> **What is required**:
Give the number of lines in the data below containing the word "prev", with no other text.

[Stored items]
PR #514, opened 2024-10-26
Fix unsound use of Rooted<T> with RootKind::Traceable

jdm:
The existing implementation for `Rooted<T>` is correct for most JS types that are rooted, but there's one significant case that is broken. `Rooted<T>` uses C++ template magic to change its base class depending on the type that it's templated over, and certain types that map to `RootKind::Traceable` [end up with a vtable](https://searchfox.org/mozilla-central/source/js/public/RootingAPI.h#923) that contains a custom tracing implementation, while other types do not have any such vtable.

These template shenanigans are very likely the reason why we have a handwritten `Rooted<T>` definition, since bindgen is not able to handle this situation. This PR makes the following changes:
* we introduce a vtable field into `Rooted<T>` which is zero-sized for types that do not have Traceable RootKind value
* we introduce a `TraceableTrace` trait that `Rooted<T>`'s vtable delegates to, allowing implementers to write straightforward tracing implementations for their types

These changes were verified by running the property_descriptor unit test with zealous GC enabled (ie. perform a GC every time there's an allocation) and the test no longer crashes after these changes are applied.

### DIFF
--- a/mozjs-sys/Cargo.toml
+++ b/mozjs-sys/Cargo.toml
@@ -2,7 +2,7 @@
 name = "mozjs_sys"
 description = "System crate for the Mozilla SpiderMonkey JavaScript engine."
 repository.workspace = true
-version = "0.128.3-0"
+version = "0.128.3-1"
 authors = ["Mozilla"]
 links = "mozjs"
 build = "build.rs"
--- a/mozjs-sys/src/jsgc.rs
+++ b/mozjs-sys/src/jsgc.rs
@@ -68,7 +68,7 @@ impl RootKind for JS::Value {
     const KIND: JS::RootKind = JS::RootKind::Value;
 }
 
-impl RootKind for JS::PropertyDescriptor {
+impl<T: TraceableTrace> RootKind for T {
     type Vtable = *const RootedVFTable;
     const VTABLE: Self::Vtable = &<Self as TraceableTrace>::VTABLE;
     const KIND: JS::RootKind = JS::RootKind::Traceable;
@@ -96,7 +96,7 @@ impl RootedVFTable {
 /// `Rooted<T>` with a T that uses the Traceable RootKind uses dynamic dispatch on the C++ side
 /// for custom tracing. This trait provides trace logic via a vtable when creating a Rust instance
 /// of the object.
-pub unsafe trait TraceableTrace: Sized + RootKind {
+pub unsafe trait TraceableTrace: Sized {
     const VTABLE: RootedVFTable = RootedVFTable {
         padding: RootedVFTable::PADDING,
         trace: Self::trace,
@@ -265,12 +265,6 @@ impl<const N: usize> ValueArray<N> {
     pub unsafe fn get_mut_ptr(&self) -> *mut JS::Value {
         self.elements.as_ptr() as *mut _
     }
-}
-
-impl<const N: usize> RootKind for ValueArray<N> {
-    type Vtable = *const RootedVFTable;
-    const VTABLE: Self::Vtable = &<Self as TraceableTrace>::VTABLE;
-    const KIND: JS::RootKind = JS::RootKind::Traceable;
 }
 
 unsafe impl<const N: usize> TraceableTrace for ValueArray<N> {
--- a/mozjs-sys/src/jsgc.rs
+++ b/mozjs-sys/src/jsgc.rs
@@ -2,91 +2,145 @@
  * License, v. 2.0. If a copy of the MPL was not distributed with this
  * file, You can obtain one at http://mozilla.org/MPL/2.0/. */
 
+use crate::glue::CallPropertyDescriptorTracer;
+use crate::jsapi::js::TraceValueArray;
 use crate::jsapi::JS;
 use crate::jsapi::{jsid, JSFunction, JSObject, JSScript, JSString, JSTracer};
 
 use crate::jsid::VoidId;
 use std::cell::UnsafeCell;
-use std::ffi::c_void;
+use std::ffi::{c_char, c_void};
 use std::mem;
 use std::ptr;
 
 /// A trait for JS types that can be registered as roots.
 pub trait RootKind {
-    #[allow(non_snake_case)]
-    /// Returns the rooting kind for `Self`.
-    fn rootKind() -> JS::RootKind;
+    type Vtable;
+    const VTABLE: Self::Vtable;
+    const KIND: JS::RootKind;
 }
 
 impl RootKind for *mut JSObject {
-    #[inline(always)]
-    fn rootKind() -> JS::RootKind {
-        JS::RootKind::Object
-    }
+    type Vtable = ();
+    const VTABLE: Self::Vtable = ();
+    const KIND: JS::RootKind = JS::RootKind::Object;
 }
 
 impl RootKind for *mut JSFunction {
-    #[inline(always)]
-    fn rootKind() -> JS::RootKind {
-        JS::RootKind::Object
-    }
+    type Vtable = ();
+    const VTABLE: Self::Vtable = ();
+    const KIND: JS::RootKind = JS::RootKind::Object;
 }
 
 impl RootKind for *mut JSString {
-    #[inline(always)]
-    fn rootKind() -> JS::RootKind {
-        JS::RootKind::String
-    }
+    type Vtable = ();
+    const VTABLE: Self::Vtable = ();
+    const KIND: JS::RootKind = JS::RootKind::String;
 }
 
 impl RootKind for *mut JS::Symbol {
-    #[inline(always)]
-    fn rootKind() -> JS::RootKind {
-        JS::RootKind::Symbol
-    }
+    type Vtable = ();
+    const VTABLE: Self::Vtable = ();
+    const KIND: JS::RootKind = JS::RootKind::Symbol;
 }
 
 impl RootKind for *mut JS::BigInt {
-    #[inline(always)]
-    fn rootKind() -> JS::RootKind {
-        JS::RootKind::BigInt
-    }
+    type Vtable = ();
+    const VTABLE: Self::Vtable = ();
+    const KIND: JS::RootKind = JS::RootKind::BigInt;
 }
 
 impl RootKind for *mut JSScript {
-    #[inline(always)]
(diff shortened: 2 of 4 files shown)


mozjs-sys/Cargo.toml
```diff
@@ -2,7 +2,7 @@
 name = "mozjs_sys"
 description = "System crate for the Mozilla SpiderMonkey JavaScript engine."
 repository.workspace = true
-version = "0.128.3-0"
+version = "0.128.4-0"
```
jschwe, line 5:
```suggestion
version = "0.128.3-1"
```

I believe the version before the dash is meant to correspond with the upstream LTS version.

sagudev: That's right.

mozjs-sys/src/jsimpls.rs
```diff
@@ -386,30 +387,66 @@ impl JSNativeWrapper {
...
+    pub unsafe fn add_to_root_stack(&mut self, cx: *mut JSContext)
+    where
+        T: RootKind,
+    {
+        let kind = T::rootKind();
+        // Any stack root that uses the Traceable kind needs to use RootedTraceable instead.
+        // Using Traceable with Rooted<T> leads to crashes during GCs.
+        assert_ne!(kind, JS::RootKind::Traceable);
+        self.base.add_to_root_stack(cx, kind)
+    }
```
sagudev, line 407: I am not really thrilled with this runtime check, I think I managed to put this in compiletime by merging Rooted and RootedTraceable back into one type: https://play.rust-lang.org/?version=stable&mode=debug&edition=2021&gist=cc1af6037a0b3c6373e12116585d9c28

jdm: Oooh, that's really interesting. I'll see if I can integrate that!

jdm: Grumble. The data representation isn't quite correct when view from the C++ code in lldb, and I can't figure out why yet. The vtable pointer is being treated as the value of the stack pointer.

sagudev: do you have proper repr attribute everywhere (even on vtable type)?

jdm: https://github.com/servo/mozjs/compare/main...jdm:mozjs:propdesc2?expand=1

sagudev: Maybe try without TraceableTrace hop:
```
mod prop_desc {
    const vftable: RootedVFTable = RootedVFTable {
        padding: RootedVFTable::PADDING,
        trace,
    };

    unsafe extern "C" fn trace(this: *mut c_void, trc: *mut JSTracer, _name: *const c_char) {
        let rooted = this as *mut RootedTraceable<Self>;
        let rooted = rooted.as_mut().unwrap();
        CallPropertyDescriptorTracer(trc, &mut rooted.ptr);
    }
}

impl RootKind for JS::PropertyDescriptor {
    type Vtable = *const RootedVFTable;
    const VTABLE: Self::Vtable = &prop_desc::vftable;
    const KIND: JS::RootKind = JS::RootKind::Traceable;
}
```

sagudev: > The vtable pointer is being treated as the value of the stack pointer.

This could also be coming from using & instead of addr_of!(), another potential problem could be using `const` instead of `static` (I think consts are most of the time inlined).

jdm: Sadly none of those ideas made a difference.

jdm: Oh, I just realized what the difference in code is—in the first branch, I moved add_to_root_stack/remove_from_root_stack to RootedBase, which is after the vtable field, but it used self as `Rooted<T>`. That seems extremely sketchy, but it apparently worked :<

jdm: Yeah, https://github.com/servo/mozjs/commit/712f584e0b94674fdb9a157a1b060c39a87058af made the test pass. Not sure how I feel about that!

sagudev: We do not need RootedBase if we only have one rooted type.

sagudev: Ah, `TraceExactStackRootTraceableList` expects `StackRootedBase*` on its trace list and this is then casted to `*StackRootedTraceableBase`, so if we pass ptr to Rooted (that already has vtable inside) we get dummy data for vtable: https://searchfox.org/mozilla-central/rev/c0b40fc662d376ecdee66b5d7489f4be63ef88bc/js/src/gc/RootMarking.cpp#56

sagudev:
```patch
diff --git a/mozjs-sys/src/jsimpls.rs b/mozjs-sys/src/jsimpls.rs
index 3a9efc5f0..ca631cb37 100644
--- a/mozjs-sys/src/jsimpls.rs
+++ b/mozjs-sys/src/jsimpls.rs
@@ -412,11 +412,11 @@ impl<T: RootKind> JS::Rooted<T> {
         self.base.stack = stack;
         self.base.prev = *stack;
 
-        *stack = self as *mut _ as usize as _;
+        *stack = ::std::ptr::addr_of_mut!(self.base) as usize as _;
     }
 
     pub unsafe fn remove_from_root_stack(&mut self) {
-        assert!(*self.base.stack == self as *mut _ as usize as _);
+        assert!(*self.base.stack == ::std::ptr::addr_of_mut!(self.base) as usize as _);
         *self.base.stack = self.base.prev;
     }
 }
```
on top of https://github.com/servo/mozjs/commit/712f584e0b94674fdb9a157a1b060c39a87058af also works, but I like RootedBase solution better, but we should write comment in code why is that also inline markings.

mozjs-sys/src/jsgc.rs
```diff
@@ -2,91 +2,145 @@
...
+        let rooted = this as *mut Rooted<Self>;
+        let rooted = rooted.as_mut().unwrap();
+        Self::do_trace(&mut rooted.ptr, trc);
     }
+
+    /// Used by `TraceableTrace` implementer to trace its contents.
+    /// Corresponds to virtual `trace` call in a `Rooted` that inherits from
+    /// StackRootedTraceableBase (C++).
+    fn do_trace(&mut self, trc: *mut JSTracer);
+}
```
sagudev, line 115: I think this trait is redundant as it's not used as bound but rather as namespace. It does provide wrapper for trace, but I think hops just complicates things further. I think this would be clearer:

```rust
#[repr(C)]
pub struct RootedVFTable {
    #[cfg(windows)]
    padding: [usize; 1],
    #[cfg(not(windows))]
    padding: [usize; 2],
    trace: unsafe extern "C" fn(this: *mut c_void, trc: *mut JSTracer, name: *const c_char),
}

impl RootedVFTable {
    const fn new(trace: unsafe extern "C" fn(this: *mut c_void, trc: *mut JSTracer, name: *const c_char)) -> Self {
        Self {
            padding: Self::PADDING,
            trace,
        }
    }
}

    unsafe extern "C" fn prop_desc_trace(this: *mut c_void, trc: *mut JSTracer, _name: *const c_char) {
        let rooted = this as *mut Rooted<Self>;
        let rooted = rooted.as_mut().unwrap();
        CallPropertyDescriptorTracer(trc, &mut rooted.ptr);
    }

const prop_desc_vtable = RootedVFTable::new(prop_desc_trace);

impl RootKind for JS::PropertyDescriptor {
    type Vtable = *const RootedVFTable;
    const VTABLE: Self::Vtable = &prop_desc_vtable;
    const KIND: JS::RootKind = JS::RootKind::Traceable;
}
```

--

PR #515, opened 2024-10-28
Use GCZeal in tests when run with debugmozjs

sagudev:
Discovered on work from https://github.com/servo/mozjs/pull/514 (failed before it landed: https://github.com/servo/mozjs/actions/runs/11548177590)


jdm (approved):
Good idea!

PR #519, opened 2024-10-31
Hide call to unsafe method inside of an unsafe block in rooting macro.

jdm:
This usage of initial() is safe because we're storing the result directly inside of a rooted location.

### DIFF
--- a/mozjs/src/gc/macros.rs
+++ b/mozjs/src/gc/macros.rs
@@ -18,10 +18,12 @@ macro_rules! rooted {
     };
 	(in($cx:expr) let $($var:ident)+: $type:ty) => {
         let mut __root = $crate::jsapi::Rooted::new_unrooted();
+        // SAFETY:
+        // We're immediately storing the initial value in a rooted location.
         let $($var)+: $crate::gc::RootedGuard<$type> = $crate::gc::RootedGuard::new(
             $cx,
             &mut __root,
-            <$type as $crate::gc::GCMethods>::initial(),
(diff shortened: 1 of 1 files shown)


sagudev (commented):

> **Problem solution**:
2